For a Lambda-based tool server, pass the handler function directly. The construct creates a Function URL with IAM auth and response streaming, grants the runtime permission to invoke it, and grants the tool permission to POST results back:

const weatherFunction = new lambda.Function(this, 'WeatherTool', {
  runtime: lambda.Runtime.NODEJS_24_X,
  handler: 'index.handler',
  code: lambda.Code.fromAsset(path.join(__dirname, 'weather-tool')),
  timeout: cdk.Duration.seconds(30),
});

new RapToolSet(agent, 'WeatherTools', {
  handler: weatherFunction,
});

Your Lambda serves both the discovery endpoint and the invocation endpoint on the same Function URL — the handler distinguishes between GET requests for /.well-known/rap-toolset and POST requests for invocations, as shown in the handler example above.

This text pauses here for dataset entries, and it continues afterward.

PR #797, opened 2023-11-05
feat: Support direct url routing from config

rmi22186:
## Instructions

 ## Summary
This PR provides logic to incorporate the new `directURLRouting` feature flag.  The feature routes all external requests to the equivalent silo ie `jssdkcdn.us1.mparticle.com` as opposed to the default which is going through a generic fastly endpoint ie `jssdkcdn.mparticle.com`.  The logic is as follows:
* When `true`, set any custom endpoints passed to confirm, then set remaining endpoints to be the silo-specific url
* When `false`, set any custom endpoints passed to confirm, then set remaining endpoints to be the generic fastly URL

 
 ## Testing Plan
 * Added unit tests.
 * Also tested in a local app to see if silos were respected when feature flag is true, and if custom URLs took priority over thos still

 - Closes https://go.mparticle.com/work/SQDSDKS-5899

### DIFF
--- a/src/constants.ts
+++ b/src/constants.ts
@@ -126,7 +126,7 @@ const Constants = {
         integrationDelayTimeout: 5000, // Milliseconds for forcing the integration delay to un-suspend event queueing due to integration partner errors
         maxCookieSize: 3000, // Number of bytes for cookie size to not exceed
         aliasMaxWindow: 90, // Max age of Alias request startTime, in days
-        uploadInterval: 0, // Maximum milliseconds in between batch uploads, below 500 will mean immediate upload
+        uploadInterval: '0', // Maximum milliseconds in between batch uploads, below 500 will mean immediate upload
     },
     DefaultUrls: {
         v1SecureServiceUrl: 'jssdks.mparticle.com/v1/JS/',
@@ -166,6 +166,7 @@ const Constants = {
         ReportBatching: 'reportBatching',
         EventBatchingIntervalMillis: 'eventBatchingIntervalMillis',
         OfflineStorage: 'offlineStorage',
+        DirectUrlRouting: 'directURLRouting',
     },
     DefaultInstance: 'default_instance',
     CCPAPurpose: 'data_sale_opt_out',
--- a/src/constants.ts
+++ b/src/constants.ts
@@ -126,7 +126,7 @@ const Constants = {
         integrationDelayTimeout: 5000, // Milliseconds for forcing the integration delay to un-suspend event queueing due to integration partner errors
         maxCookieSize: 3000, // Number of bytes for cookie size to not exceed
         aliasMaxWindow: 90, // Max age of Alias request startTime, in days
-        uploadInterval: '0', // Maximum milliseconds in between batch uploads, below 500 will mean immediate upload.  This is a string because that is how the server returns it
+        uploadInterval: 0, // Maximum milliseconds in between batch uploads, below 500 will mean immediate upload.  This is a string because that is how the server returns it
     },
     DefaultBaseUrls: {
         v1SecureServiceUrl: 'jssdks.mparticle.com/v1/JS/',
--- a/src/constants.ts
+++ b/src/constants.ts
@@ -126,7 +126,7 @@ const Constants = {
         integrationDelayTimeout: 5000, // Milliseconds for forcing the integration delay to un-suspend event queueing due to integration partner errors
         maxCookieSize: 3000, // Number of bytes for cookie size to not exceed
         aliasMaxWindow: 90, // Max age of Alias request startTime, in days
-        uploadInterval: '0', // Maximum milliseconds in between batch uploads, below 500 will mean immediate upload
+        uploadInterval: '0', // Maximum milliseconds in between batch uploads, below 500 will mean immediate upload.  This is a string because that is how the server returns it
     },
     DefaultUrls: {
         v1SecureServiceUrl: 'jssdks.mparticle.com/v1/JS/',
--- a/src/constants.ts
+++ b/src/constants.ts
@@ -126,7 +126,7 @@ const Constants = {
         integrationDelayTimeout: 5000, // Milliseconds for forcing the integration delay to un-suspend event queueing due to integration partner errors
         maxCookieSize: 3000, // Number of bytes for cookie size to not exceed
         aliasMaxWindow: 90, // Max age of Alias request startTime, in days
-        uploadInterval: 0, // Maximum milliseconds in between batch uploads, below 500 will mean immediate upload.  This is a string because that is how the server returns it
+        uploadInterval: 0, // Maximum milliseconds in between batch uploads, below 500 will mean immediate upload.  The server returns this as a string, but we are using it as a number internally
     },
     DefaultBaseUrls: {
         v1SecureServiceUrl: 'jssdks.mparticle.com/v1/JS/',
--- a/src/constants.ts
+++ b/src/constants.ts
@@ -128,7 +128,7 @@ const Constants = {
         aliasMaxWindow: 90, // Max age of Alias request startTime, in days
         uploadInterval: '0', // Maximum milliseconds in between batch uploads, below 500 will mean immediate upload.  This is a string because that is how the server returns it
     },
-    DefaultUrls: {
+    DefaultBaseUrls: {
         v1SecureServiceUrl: 'jssdks.mparticle.com/v1/JS/',
         v2SecureServiceUrl: 'jssdks.mparticle.com/v2/JS/',
         v3SecureServiceUrl: 'jssdks.mparticle.com/v3/JS/',
--- a/src/mockBatchCreator.ts
+++ b/src/mockBatchCreator.ts
@@ -27,7 +27,6 @@ export default class _BatchValidator {
                 createServiceUrl: mockFunction,
                 parseNumber: mockFunction,
                 isObject: mockFunction,
-                getFeatureFlag: mockFunction,
                 returnConvertedBoolean: mockFunction,
                 Validators: null,
             },
--- a/src/mockBatchCreator.ts
+++ b/src/mockBatchCreator.ts
@@ -27,6 +27,7 @@ export default class _BatchValidator {
                 createServiceUrl: mockFunction,
                 parseNumber: mockFunction,
                 isObject: mockFunction,
+                getFeatureFlag: mockFunction,
                 returnConvertedBoolean: mockFunction,
                 Validators: null,
             },
--- a/src/mp-instance.js
+++ b/src/mp-instance.js
@@ -1523,9 +1523,8 @@ function createKitBlocker(config, mpInstance) {
 
 function runPreConfigFetchInitialization(mpInstance, apiKey, config) {
     mpInstance.Logger = new Logger(config);
-    mpInstance._Store = new Store(config, mpInstance);
+    mpInstance._Store = new Store(config, mpInstance, apiKey);
     window.mParticle.Store = mpInstance._Store;
-    mpInstance._Store.devToken = apiKey || null;
     mpInstance.Logger.verbose(
         Messages.InformationMessages.StartingInitialization
     );
--- a/src/sdkRuntimeModels.ts
+++ b/src/sdkRuntimeModels.ts
@@ -246,7 +246,7 @@ export interface SDKHelpersApi {
     parseNumber?(value: string | number): number;
     generateUniqueId();
     generateHash?(value: string): string;
-    getFeatureFlag?(feature: string); // TODO: Feature Constants should be converted to enum
+    getFeatureFlag(feature: string); // TODO: Feature Constants should be converted to enum
     isDelayedByIntegration?(
         delayedIntegrations: Dictionary<boolean>,
         timeoutStart: number,
--- a/src/sdkRuntimeModels.ts
+++ b/src/sdkRuntimeModels.ts
@@ -246,7 +246,7 @@ export interface SDKHelpersApi {
     parseNumber?(value: string | number): number;
     generateUniqueId();
     generateHash?(value: string): string;
-    getFeatureFlag(feature: string); // TODO: Feature Constants should be converted to enum
+    getFeatureFlag?(feature: string); // TODO: Feature Constants should be converted to enum
     isDelayedByIntegration?(
         delayedIntegrations: Dictionary<boolean>,
         timeoutStart: number,
--- a/src/store.ts
+++ b/src/store.ts
@@ -497,6 +497,9 @@ export function processEndpoints(
         if (config.hasOwnProperty(endpointKey)) {
             endpoints[endpointKey] = config[endpointKey];
         } else {
+            if (endpointKey === 'configUrl') {
+                continue;
+            }
             var urlparts = endpoints[endpointKey].split('.');
 
             endpoints[endpointKey] = [
--- a/src/store.ts
+++ b/src/store.ts
@@ -111,6 +111,13 @@ interface WrapperSDKInfo {
     isInfoSet: boolean;
 }
 
+export interface IFeatureFlags {
+    reportBatching?: string;
+    eventBatchingIntervalMillis?: string;
+    offlineStorage?: string;
+    directURLRouting?: boolean;
+}
+
 // Temporary Interface until Store can be refactored as a class
 export interface IStore {
     isEnabled: boolean;
@@ -161,7 +168,7 @@ export default function Store(
     this: IStore,
     config: SDKInitConfig,
     mpInstance: MParticleWebSDK,
-    apiKey: string,
+    apiKey: string
 ) {
     const defaultStore: Partial<IStore> = {
         isEnabled: true,
@@ -242,7 +249,7 @@ export default function Store(
             this.SDKConfig.flags,
             apiKey
         );
-        console.log(endpoints);
+
         for (const endpointKey in endpoints) {
             this.SDKConfig[endpointKey] = endpoints[endpointKey];
         }
@@ -255,7 +262,8 @@ export default function Store(
 
         this.SDKConfig.kits = config.kits || {};
 
-        this.SDKConfig.sideloadedKits = config.sideloadedKits || [];
+        this.SDKConfig.sideloadedKits =
+            config.sideloadedKits || [];
 
         if (config.hasOwnProperty('isIOS')) {
             this.SDKConfig.isIOS = config.isIOS;
@@ -267,7 +275,8 @@ export default function Store(
         }
 
         if (config.hasOwnProperty('useCookieStorage')) {
-            this.SDKConfig.useCookieStorage = config.useCookieStorage;
+            this.SDKConfig.useCookieStorage =
+                config.useCookieStorage;
         } else {
             this.SDKConfig.useCookieStorage = false;
         }
@@ -275,7 +284,8 @@ export default function Store(
         if (config.hasOwnProperty('maxProducts')) {
             this.SDKConfig.maxProducts = config.maxProducts;
         } else {
-            this.SDKConfig.maxProducts = Constants.DefaultConfig.maxProducts;
+            this.SDKConfig.maxProducts =
+                Constants.DefaultConfig.maxProducts;
         }
 
         if (config.hasOwnProperty('maxCookieSize')) {
@@ -302,13 +312,19 @@ export default function Store(
         }
 
         if (config.hasOwnProperty('identifyRequest')) {
-            this.SDKConfig.identifyRequest = config.identifyRequest;
+            this.SDKConfig.identifyRequest =
+                config.identifyRequest;
         }
 
         if (config.hasOwnProperty('identityCallback')) {
             var callback = config.identityCallback;
-            if (mpInstance._Helpers.Validators.isFunction(callback)) {
-                this.SDKConfig.identityCallback = config.identityCallback;
+            if (
+                mpInstance._Helpers.Validators.isFunction(
+                    callback
+                )
+            ) {
+                this.SDKConfig.identityCallback =
+                    config.identityCallback;
             } else {
                 mpInstance.Logger.warning(
                     'The optional callback must be a function. You tried entering a(n) ' +
@@ -327,7 +343,8 @@ export default function Store(
         }
 
         if (config.hasOwnProperty('sessionTimeout')) {
-            this.SDKConfig.sessionTimeout = config.sessionTimeout;
+            this.SDKConfig.sessionTimeout =
+                config.sessionTimeout;
         }
 
         if (config.hasOwnProperty('dataPlan')) {
@@ -339,7 +356,8 @@ export default function Store(
             const dataPlan = config.dataPlan as DataPlanConfig;
             if (dataPlan.planId) {
                 if (isDataPlanSlug(dataPlan.planId)) {
-                    this.SDKConfig.dataPlan.PlanId = dataPlan.planId;
+                    this.SDKConfig.dataPlan.PlanId =
+                        dataPlan.planId;
                 } else {
                     mpInstance.Logger.error(
                         'Your data plan id must be a string and match the data plan slug format (i.e. under_case_slug)'
@@ -349,7 +367,8 @@ export default function Store(
 
             if (dataPlan.planVersion) {
                 if (isNumber(dataPlan.planVersion)) {
-                    this.SDKConfig.dataPlan.PlanVersion = dataPlan.planVersion;
+                    this.SDKConfig.dataPlan.PlanVersion =
+                        dataPlan.planVersion;
                 } else {
                     mpInstance.Logger.error(
                         'Your data plan version must be a number'
@@ -377,7 +396,8 @@ export default function Store(
         }
 
         if (config.hasOwnProperty('aliasMaxWindow')) {
-            this.SDKConfig.aliasMaxWindow = config.aliasMaxWindow;
+            this.SDKConfig.aliasMaxWindow =
+                config.aliasMaxWindow;
         } else {
             this.SDKConfig.aliasMaxWindow =
                 Constants.DefaultConfig.aliasMaxWindow;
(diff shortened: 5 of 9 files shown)


src/mp-instance.js
```diff
@@ -1523,9 +1523,8 @@ function createKitBlocker(config, mpInstance) {
 
 function runPreConfigFetchInitialization(mpInstance, apiKey, config) {
     mpInstance.Logger = new Logger(config);
-    mpInstance._Store = new Store(config, mpInstance);
+    mpInstance._Store = new Store(config, mpInstance, apiKey);
```
alexs-mparticle, line 1526: This feels like a big change. What's the rationale here?

src/store.ts
```diff
@@ -227,28 +237,14 @@ export default function Store(
...
-            this.SDKConfig.identityUrl = config.identityUrl;
-        }
-
-        if (config.hasOwnProperty('aliasUrl')) {
-            this.SDKConfig.aliasUrl = config.aliasUrl;
-        }
-
-        if (config.hasOwnProperty('configUrl')) {
-            this.SDKConfig.configUrl = config.configUrl;
+        const endpoints: Dictionary = processEndpoints(
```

For tool servers hosted outside of your CDK stack (another account, a third-party service, a container), pass the base URL directly:

new RapToolSet(agent, 'ExternalTools', {
  serverUrl: 'https://tools.example.com',
});

The runtime will fetch the toolset definition from https://tools.example.com/.well-known/rap-toolset and dispatch invocations to whatever endpoint the toolset declares.

Local development

You can develop and test RAP tools locally using the Infinity Code CLI without deploying any infrastructure. Write your tool as a plain Node.js (or any language) HTTP server:

import { createServer } from 'node:http';

const server = createServer(async (req, res) => {
  if (req.method === 'GET' && req.url?.includes('.well-known/rap-toolset')) {
    res.writeHead(200, { 'Content-Type': 'application/json' });
    res.end(JSON.stringify({
      name: 'my-tool',
      endpoint: `http://${req.headers.host}`,
      tools: [{ name: 'do_thing', description: '...', inputSchema: { type: 'object' } }],
    }));
    return;
  }

  // Acknowledge immediately
  res.writeHead(200);
  res.end('OK');

  // Read body, process, POST result back to callback_url
  const chunks = [];
  for await (const chunk of req) chunks.push(chunk);
  const { arguments: args, id, call_id, callback_url, group_id } = JSON.parse(Buffer.concat(chunks));

  await fetch(callback_url, {
    method: 'POST',
    headers: { 'Content-Type': 'application/json' },
    body: JSON.stringify({ type: 'tool_result', group_id, id, call_id, text: 'Done!' }),
  });
});

server.listen(3001, '127.0.0.1');

Point the CLI at your server with a rap-servers.json config file:

{
  "tool_sets": [
    { "type": "toolset_server", "server_url": "http://127.0.0.1:3001" }
  ]
}

The get-time tool includes a ready-to-run local server at agent/lib/toolsets/get-time/get-time-tool/local.mjs, which you can use as a reference when building local RAP tools.